*EXERCISE INSTRUCTIONS*.
Take the entries below and give them back exactly. Leave out nothing.
:: DATASET RECORDS ::
PR #30846, opened 2025-04-15
community: Add deprecation decorator to SingleStore community integrations

volodymyr-memsql:
SingleStore integration now has its package `langchain-singlestore', so the community implementation will no longer be maintained.

Added `deprecated` decorator to `SingleStoreDBChatMessageHistory`, `SingleStoreDBSemanticCache`, and `SingleStoreDB` classes in the community package.

**Dependencies:** https://github.com/langchain-ai/langchain/pull/30841


ccurme (approved):
Thanks. I think it will be confusing to have two SingleStore integrations in the docs:
Screenshot 2025-04-18 at 12 30 21 PM

I've deleted the docs for the community version and added redirects to the LangChain v0.2 versions. Let me know if you disagree.

ccurme (approved):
:::
*RESULT*.
PR #30846, opened 2025-04-15
community: Add deprecation decorator to SingleStore community integrations

volodymyr-memsql:
SingleStore integration now has its package `langchain-singlestore', so the community implementation will no longer be maintained.

Added `deprecated` decorator to `SingleStoreDBChatMessageHistory`, `SingleStoreDBSemanticCache`, and `SingleStoreDB` classes in the community package.

**Dependencies:** https://github.com/langchain-ai/langchain/pull/30841


ccurme (approved):
Thanks. I think it will be confusing to have two SingleStore integrations in the docs:
Screenshot 2025-04-18 at 12 30 21 PM

I've deleted the docs for the community version and added redirects to the LangChain v0.2 versions. Let me know if you disagree.

ccurme (approved):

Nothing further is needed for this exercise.